Exercise input below:

PR #538, opened 2021-04-22
Allow user to bypass the cache when calling the @cached-decorated coroutine

theomart:
## What do these changes do?

It allows the user of the cached decorator to choose a keyword argument he can pass to the decorated function to easily bypass the cache.

If bypass_kwarg is not specified, nothing changes for the user. The user can choose a different keyword for each decorated function to conveniently  avoid conflicts with actual arguments passed to the non-cache related logic.

```python
import aiocache
import asyncio

@aiocache.cached(bypass_kwarg='refresh')
async def decorated_function(a):
    await asyncio.sleep(3)
    return a
    
loop = asyncio.get_event_loop()
print(loop.run_until_complete(decorated_function('test')))
print(loop.run_until_complete(decorated_function('test', refresh=False)))
print(loop.run_until_complete(decorated_function('test', refresh=True)))
```

## Checklist

### DIFF
--- a/aiocache/decorators.py
+++ b/aiocache/decorators.py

End of Exercise input.

## Task to complete
Would you copy all lines in the records where the string "asyncio" appears?

## Task solution
import asyncio
    await asyncio.sleep(3)
loop = asyncio.get_event_loop()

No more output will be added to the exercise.